Tuesday, July 29, 2014

5-Day Happiness Challenge: DAY 5

Last day of the Happiness Challenge...

Here's what makes me happy/feel grateful for:

1. That I was able to complete the challenge - To remember to post everyday and also think of 3 nice things to pen down - it wasn't all that easy! So I pat myself on the back for that :D.

2. Medical advancement: I was just scheduling my daughter's routine health checkup and also simultaneously reading an article about how many under-developed countries still do not have primary care access for all - this is so sad. What we take as granted in our lives is a privilege for others.

3. Fire engines and cop cars: And I grateful for not just what services they provide but also because every fire engine and cop car that passes our home, my daughter squeals in delight and is engages for a good 5 minutes giving me time to do random things like check facebook and blog!!!

So there, I have successfully completed the challenge and as part of the rules, I need to tag three people to pass on the challenge to...And they are...

- Aditi at Diary of a Cusp
- Steve at Steveroni's Blog

Onto you guys!

Monday, July 28, 2014

5-Day Happiness Challenge: DAY 4

Fourth day of the happiness challenge, and here we go...

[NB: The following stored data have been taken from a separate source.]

PR #410, opened 2022-10-22
Fix doc generation

alexfikl:
Running with
```
make html SPHINXOPTS="-W --keep-going -n"
```
showed quite a few errors, which this should fix.

### DIFF
--- a/doc/source/api.rst
+++ b/doc/source/api.rst
@@ -1,7 +1,5 @@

Today I am happy and feel grateful for:

1. Easy and relaxed Monday mornings - I miss working sometimes but surely not on Monday mornings. It is not easy being with an early rising hyperactive toddler but considering I don't have to rush anywhere, we get by the mornings at our own pace - with cuddles and snuggles and chasing each other, while poor Vish jealously looks on as he gets ready for work!

2. Home cooked food: I love food but hate cooking, and after a weekend of excesses and outside food, it feels good to cook a simple meal at home. Imagine, I am saying this - I must be really bored of eating out!

3. Online gift portals: Just sent a rakhi to my brother for rakshabandhan (an Indian festival) - about 3-4 clicks spanning a time frame of 45-60 seconds, and I was done - so easy these days!